Although the deterioration compensation data DF in the third embodiment undergoes verification and update for DA=128-level grayscale and 192-level grayscale, the deterioration compensation data DF desirably undergoes verification for more grayscales. With regard to a grayscale for which the deterioration compensation data DF does not undergo verification, the deterioration compensation data DF can be obtained through complement processing based on the verified deterioration compensation data DF.

Fourth Embodiment

FIG. 15 is a schematic diagram illustrating the display device according to a fourth embodiment. The first section A1 and second section A2 in FIG. 1 are located outside the perimeter of the display unit 30 by way of example.
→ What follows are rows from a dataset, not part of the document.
PR #134, opened 2019-01-29
Documentation cleanup

### LINKED ISSUE #126: numpy-styled docs
Similar to simpeg/simpeg#703, we should consider using numpy-styled docs for discretize. They are much cleaner to read inline, which is very relevant for when people pull up docs in Jupyter. 

https://numpydoc.readthedocs.io/en/latest/format.html

### LINKED ISSUE #127: Organization of docs
# The problem

While looking at the style of the docs (#126), the organization should also be fleshed out. (we have part of the API documented in the "Tutorial"...)
image.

The first section A1 and second section A2 may be located inside the perimeter, 30J, of the display unit 30, as illustrated in FIG. 15. In this case, the first section A1 has a smaller deterioration degree than any of the subpixels in a user region 30U, and the second section A2 has a larger deterioration degree than any of the subpixels in the user region 30U; here, the user region 30U is a region of the display unit 30 excluding the first section A1 and second section A2.

Fifth Embodiment

FIG. 16 is a side view of the configuration of the display device according to a fifth embodiment. As illustrated in FIG. 16, an openable-and-closable light-blocking window 70 may be provided on the viewing side of the first section A1. In this case, the window 70 may be opened while the user is making a comparison between a reference display and a sample display, and the window 70 may be closed during the other periods. The window 70 may be opened or closed through sliding. Providing the window 70 can prevent deterioration of the first section A1, in which the reference display is presented. The second section A2, which desirably has an environment similar to that of the display unit 30, may be provided with no window if the display unit 30 is exposed.

Sixth Embodiment

FIG. 17 is a schematic diagram illustrating the configuration of the first section according to a sixth embodiment, and the configuration of the second section according to the sixth embodiment. As illustrated in FIG. 17, the first section A1 may be shaped in a character, a mark (e.g., a brand mark), or a figure, and the second section A2 may have a shape constituting the background of the character, mark, or figure shown in the first section A1. Alternatively, the second section A2 may be shaped in a character, a mark, or a figure, and the first section A1 may have a shape constituting the background of the character, mark, or figure shown in the second section A2. The first section A1 and second section A2 in FIG. 17 may be provided inside the perimeter of the display unit 30.

Seventh Embodiment

The display device 10 according to the first to sixth embodiments may be provided inside a mobile object. Possible examples of the mobile object include the following: vehicles, such as cars, trains, motorcycles, and bicycles; ships; and flying objects, such as planes, rockets, and satellites.

The foregoing embodiments are illustrative and descriptive rather than restrictive. It will be apparent for one of ordinary skilled in the art that various modifications can be made based on these examples and descriptions.